● Dataset records:
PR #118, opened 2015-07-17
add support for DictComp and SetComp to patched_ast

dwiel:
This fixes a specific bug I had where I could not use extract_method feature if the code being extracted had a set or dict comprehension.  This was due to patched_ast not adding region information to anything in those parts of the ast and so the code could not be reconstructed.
...
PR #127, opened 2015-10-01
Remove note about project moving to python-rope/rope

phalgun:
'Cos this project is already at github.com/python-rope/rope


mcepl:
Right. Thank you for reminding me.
--
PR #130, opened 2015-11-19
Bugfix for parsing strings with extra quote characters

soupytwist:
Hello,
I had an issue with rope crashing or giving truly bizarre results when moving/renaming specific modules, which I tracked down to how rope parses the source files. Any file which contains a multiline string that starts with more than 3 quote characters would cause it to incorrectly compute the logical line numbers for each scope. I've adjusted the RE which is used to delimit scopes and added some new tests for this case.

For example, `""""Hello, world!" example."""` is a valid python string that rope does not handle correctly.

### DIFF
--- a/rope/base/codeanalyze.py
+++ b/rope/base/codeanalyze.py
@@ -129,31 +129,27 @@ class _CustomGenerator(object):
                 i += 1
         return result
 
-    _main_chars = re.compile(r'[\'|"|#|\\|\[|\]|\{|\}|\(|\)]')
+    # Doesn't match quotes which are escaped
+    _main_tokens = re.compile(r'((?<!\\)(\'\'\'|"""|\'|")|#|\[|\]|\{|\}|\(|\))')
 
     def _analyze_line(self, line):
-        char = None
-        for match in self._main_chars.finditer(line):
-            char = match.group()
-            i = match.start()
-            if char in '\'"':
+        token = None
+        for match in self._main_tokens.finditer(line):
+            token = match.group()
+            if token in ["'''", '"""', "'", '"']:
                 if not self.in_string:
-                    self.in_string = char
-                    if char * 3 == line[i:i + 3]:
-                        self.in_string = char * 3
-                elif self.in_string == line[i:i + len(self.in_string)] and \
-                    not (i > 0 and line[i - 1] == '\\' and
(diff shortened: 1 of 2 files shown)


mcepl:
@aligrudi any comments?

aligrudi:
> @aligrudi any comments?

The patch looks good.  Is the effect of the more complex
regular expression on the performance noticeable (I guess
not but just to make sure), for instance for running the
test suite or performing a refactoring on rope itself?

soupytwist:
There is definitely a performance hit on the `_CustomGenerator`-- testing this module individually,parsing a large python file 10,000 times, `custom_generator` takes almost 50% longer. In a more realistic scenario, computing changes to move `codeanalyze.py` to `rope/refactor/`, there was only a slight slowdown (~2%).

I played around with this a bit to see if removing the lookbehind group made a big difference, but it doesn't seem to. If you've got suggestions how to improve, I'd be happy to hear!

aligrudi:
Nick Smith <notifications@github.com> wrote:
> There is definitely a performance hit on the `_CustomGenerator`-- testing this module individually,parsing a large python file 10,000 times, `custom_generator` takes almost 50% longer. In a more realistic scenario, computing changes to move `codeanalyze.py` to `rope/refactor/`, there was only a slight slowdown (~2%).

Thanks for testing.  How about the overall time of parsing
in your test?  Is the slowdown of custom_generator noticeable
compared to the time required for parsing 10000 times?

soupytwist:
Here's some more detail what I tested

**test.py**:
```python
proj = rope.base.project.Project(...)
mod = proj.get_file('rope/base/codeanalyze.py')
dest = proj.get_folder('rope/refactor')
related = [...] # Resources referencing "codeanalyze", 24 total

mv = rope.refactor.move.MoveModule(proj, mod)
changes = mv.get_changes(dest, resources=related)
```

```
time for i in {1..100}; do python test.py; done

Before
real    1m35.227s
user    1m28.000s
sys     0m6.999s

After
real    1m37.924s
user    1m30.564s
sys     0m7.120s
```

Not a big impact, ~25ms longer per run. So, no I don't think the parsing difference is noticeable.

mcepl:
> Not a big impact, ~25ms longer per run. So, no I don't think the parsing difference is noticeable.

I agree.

● Task prompt:
Please write out, exactly as they appear above, only the lines in the stretch from the line with "PR #118, opened 2015-07-17" through the line with "This fixes a".

● Output below:
PR #118, opened 2015-07-17
add support for DictComp and SetComp to patched_ast

dwiel:
This fixes a specific bug I had where I could not use extract_method feature if the code being extracted had a set or dict comprehension.  This was due to patched_ast not adding region information to anything in those parts of the ast and so the code could not be reconstructed.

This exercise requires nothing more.